Banyak cewe merasa diabaikan saat pesan dibalas singkat, telepon jarang, atau jadwal ketemu terus tertunda. Dari luar, ini terlihat seperti kurang usaha. Tapi dari sisi cowo, ini sering kali bukan soal pilihan, melainkan keadaan.
Sebagian besar cowo tumbuh dengan tuntutan untuk kuat dan bertanggung jawab. Saat bekerja, fokus mereka bukan cuma hari ini, tapi juga besok dan lusa. Ada beban soal karier, finansial, dan ekspektasi menjadi sosok yang bisa diandalkan. Semua itu menyita energi, bahkan sebelum hari benar-benar dimulai.

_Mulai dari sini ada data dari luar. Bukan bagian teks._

Issue #2058, opened 2021-02-17
Consider removing "shortcut" methods


kbenoit:
Right now we have lots of methods for constructing things that skip the tokenisation step. This is convenient, but leads to inconsistencies and in the case of #2045, inefficiencies. We should give serious consideration to dropping methods for pre-tokenization objects that allow users to do things that require tokenization internally.

https://github.com/quanteda/quanteda/pull/2045#issuecomment-779235429, is correct, because of memory management, but only if there is a tokens object for the tokens attribute of the new kwic object to point to. When we run kwic on a corpus or character, however, the tokens inside the kwic will be a duplicate.

Which ones? These are the methods for corpus and character that allow the user to leapfrog tokenization.

- `dfm()`, `fcm()`. Removing `dfm.tokens()` would mean we could also remove some of the convenience arguments (see #1602)
- `kwic()`
- `ntoken()`, `ntype()`, `nsentence()`. These are very useful but we could keep equivalent functionality in `textstat_summary.corpus()`, with a health warning.

Actually that list is not as bad as I thought! But we would have to give serious consideration to the code we would break, and consider deprecating these first.

The only reason to keep the corpus methods would be in case we implement tokenization within a corpus, similar to what happens with you call `nlp()` from spaCy, but even then we would probably want users to extract them into a tokens object after applying `remove_*` options.

Here's another thought: We could introduce a new `quanteda_option(strict = TRUE)` in v3 that when TRUE, would not allow skipping the creation of a tokens object. When `FALSE`, it will still allow the earlier behaviour. This provides a way to provide backward compatibility without all of the deprecation warnings that simply using `.Deprecate()` would create. But we'd make users turn this on, so that they are at least aware.

koheiw:
I think it is a good idea to add `strict = TRUE` (or `compatibility = "v2"`) in the package option or the function itself for this and other changes. With the option, we can remove `dfm.character()` and `dfm.corpus()` straight away.

PR #2067, opened 2021-02-26
Deprecate convenience arguments in dfm()

koheiw:
For #2058. I  support the idea of deprecating `dfm.corpus()`, but I did not because it brakes many bad examples in the quickstart guide.


kbenoit:
I was thinking that the best way to really clean this up and discourage the shortcuts would be to remove the options from the function signature, but recognise them if called, by looking for these in `...`. If found, we keep them operational but issue the warning. (We did this when we changed the `tokens()` arguments for v2.)

The only tricky one is `tolower = TRUE`. The question is whether to keep this in the function signature and `TRUE`, or to go hard-core are remove it too. The problem is that if we remove it, then we will break existing behaviour since we probably don't want an argument not listed, but deprecated and operational, to be actively changing the input object.

This is a good case for the quanteda_option we discussed somewhere in all of this...

So I'm suggesting at least for now, we:
- remove all but `tolower = TRUE` from `dfm()`, and `verbose`. And consider making this operate via a quanteda_option, but that should be in a separate PR since it could involve other changes.
- make all other arguments functional via `...` but with warnings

Ketika cewe ngambek atau menuntut perhatian berlebih, cowo sering kali bingung harus bagaimana. Bukan karena tidak peduli, tapi karena kelelahan sudah lebih dulu menguasai. Di titik ini, cowo kerap memilih diam, yang sayangnya sering disalahartikan sebagai tidak peduli.

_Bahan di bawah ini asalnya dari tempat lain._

PR #2071, opened 2021-03-01
Deprecate corpus and character methods for dfm and fcm

kbenoit:
Addresses #2058.
- Attaches a deprecation warning to `dfm.corpus()`, `dfm.character()`, `fcm.character()`, and `fcm.corpus()`.
- Updates tests to call tokens first for these functions, except where we want to continue to test older methods, in which case it suppresses the warning.
- Updates  documentation, including examples.
- Also removes the `context()` from the header of the test files, since this is now discouraged in newer versions of **testthat**.

This was a bit of a nightmare not just for how extensively _we_ used these shortcut methods, but also by the future prospect of insane numbers of irritating warnings for the other users whose code will also issue endless warnings about this. I propose the following way around this: We add a `quanteda_options(strictness_warnings = c("never", "once", "always")` that issues none of these deprecation warnings for "never"; only the first time a method is called for "once"; and every time for "always". Default will be "once", so that it resets with every new session.

We could also add `kwic.corpus()`, `kwic.character()` to this PR.

I propose we resolve this, and add tests, and merge before returning to #2067. Although we could use the same `strictness_warning` for that as well.

### DIFF
--- a/NEWS.md
+++ b/NEWS.md
@@ -1,5 +1,7 @@
 # quanteda 3.0
 
+**quanteda** 3.0 is a major release that improves functionality, completes the modularisation of the package begun in v2.0, and further improves function consistency by removing previously deprecated functions, and deprecating some shortcut steps in the text analysis workflow.
+
 ## Changes
 
 * Separated the `textplot_*()` functions from the main package into a separate package **quanteda.textplots**.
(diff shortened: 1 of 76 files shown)


koheiw (approved):

koheiw:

Yang jarang terlihat, banyak cowo merasa bersalah diam-diam. Mereka tahu pasangannya butuh hadir, tapi juga tahu pekerjaannya tidak bisa ditinggalkan begitu saja. Dilema ini membuat cowo terjebak antara cinta dan tanggung jawab.
Masalah muncul saat komunikasi berubah jadi tuduhan. Cewe merasa tidak diprioritaskan, sementara cowo merasa usahanya tidak dihargai, ini bukan soal siapa yang salah, tapi soal dua kebutuhan yang belum saling dipahami.
Cowo butuh dimengerti bahwa bekerja bukan pelarian dari hubungan, tapi bentuk usaha untuk masa depan. Cewe butuh diyakinkan bahwa sibuk bukan berarti kehilangan rasa. Jika dua hal ini tidak bertemu, yang muncul hanyalah konflik berulang.
Pesan dari persoalan ini adalah saling memahami dalam hubungan. Perhatian tidak selalu berbentuk waktu panjang, dan cinta tidak selalu hadir lewat chat tanpa jeda. Kadang, memahami keadaan pasangan adalah bentuk perhatian paling dewasa.
Hubungan yang sehat bukan tentang siapa paling sibuk atau siapa paling menuntut, tapi tentang mencari titik tengah. Saat cewe belajar memahami lelahnya cowo, dan cowo belajar menenangkan tanpa merasa terpaksa, hubungan tidak lagi jadi arena saling menyalahkan.
Karena pada akhirnya, cinta bukan soal siapa yang paling banyak memberi waktu, tapi siapa yang paling mau mengerti keadaan.